Somente 10 anos após a sua estreia internacional, OVO será lançado no país onde nasceu: o Brasil. Apesar de sofrermos com embargos econômicos e dificuldade de investir em arte, estes não são os principais motivos que resultaram a demora da chegada em terras tupiniquins. “Achei que OVO só chegaria ao Brasil daqui a 20 anos. Até fiquei surpreso de vir tão rápido. O Cirque Du Soleil possui um cronograma que visa passar o espetáculo pelo mundo inteiro, sempre encerrando na América Latina. Isto acontece porque o poder aquisitivo é mais baixo e, por isso, eles não conseguem colocar ingressos tão elevados como no exterior. Por este motivo, não é tão rentável para a companhia. No entanto, eles pararam tudo para vir ao Brasil nesta primeira década devido ao valor afetivo”, informou o designer Gringo Cardia.
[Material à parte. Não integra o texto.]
PR #734, opened 2025-07-25
Add macros feature to hyperlight_guest_tracing to prepare for publishing the crate

dblnz:
To be able to use the tracing functionality as a dependency for a guest, we need to publish the crates.
It would be best if we could only publish one crate: `hyperlight-guest-tracing`.

This PR adds a `macros` feature to the `hyperlight-guest-tracing` crate that re-exports the macros from `hyperlight-guest-tracing-macro` crate so the users don't need to have two dependencies.

### DIFF
--- a/src/hyperlight_guest_tracing_macro/src/lib.rs
+++ b/src/hyperlight_guest_tracing_macro/src/lib.rs
@@ -48,15 +48,6 @@ pub fn trace_function(_attr: TokenStream, item: TokenStream) -> TokenStream {
     let entry_msg = format!("> {}", fn_name_str);
     let exit_msg = format!("< {}", fn_name_str);
 
-    if entry_msg.len() > hyperlight_guest_tracing::MAX_TRACE_MSG_LEN
-        || exit_msg.len() > hyperlight_guest_tracing::MAX_TRACE_MSG_LEN
-    {
-        panic!(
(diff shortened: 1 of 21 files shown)


simongdavies (commented):
Why is macros optional? What are the circumstances where I would use tracing and not macros?

simongdavies (approved):

ludfjig (approved):

src/hyperlight_guest_tracing_macro/src/lib.rs
```diff
@@ -103,17 +104,6 @@ impl syn::parse::Parse for TraceMacroInput {
         if !matches!(message, syn::Lit::Str(_)) {
             return Err(input.error("first argument to trace! must be a string literal"));
         }
-        if let syn::Lit::Str(ref lit_str) = message {
-            if lit_str.value().is_empty() {
-                return Err(input.error("trace message must not be empty"));
-            }
```
jprendes, line 109: **question:** Where did the "trace message must not be empty" check move to?

jprendes:
> It would be best if we could only publish one crate: hyperlight-guest-tracing.

We would still need to publish both, as `hyperlight-guest-tracing` depends on `hyperlight-guest-tracing-macros` and you can't have unpublished dependencies in crates.io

Independente desta diferença do valor dos ingressos, São Paulo é a terceira cidade que recebeu a maior quantidade de público em uma turnê, perdendo unicamente para Montreal, no Canadá, e Tókio, no Japão.

Efeitos de luz e sonoros marcaram a presentação do Cirque du Soleil nesta segunda-feira (Foto: Marcos Mesquita)

Sem dúvidas, OVO é um espetáculo para toda a família. O show fez parte de uma temporada de renovação do mundo do Cirque Du Soleil, deixando o clima menos introspectivo e apostando na versatilidade. “Mesmo já tendo assistido a este show diversas vezes, continua sendo algo mágico para mim”, informou o publicista do OVO, Nicolas Chabot. Grande parte desta renovação se deve ao espírito brasileiro impregnado em cada número. “OVO é uma criação incrível que se inspira no nosso DNA brasileiro”, garantiu o CEO do IMM Esporte e Entretenimento, Alan Adler, e a diretora da IMM, Stephanie Mayorkis, logo completou: O espetáculo mostra o Brasil com as suas cores, ritmos e diversidade. Tem uma alma particular nossa e por isso é muito especial vê-lo alcançando tantas cidades visando emocionar muitas pessoas”. O diretor de marketing do Bradesco –banco que patrocina o evento-, Márcio Parizotto, também encara esta regionalidade como algo positivo. “Fantasia é algo tão importante nos tempos atuais e estar em um espetáculo brasileiríssimo do Cirque como este era uma decisão muito fácil de ser tomada”, salientou. Leve e divertido, OVO promete encantar o público e relembrar a diversidade cultural.

Serviço:

  • Belo Horizonte, de 07 a 17 de março, no Ginásio Mineirinho;
  • Rio de Janeiro, de 21 a 31 de março, na Jeunesse Arena;
  • Brasília, de 05 a 13 de abril, no Ginásio Nilson Nelson;
  • São Paulo, de 19 de abril a 12 de maio, no Ginásio do Ibirapuera

A venda para o público em geral começa nas seguintes datas:

– Belo Horizonte, a partir do dia 29 de novembro;

– Rio de Janeiro, a partir do dia 01 de dezembro;

– Brasília, a partir do dia 01 de dezembro;

– São Paulo, a partir do dia 03 de dezembro.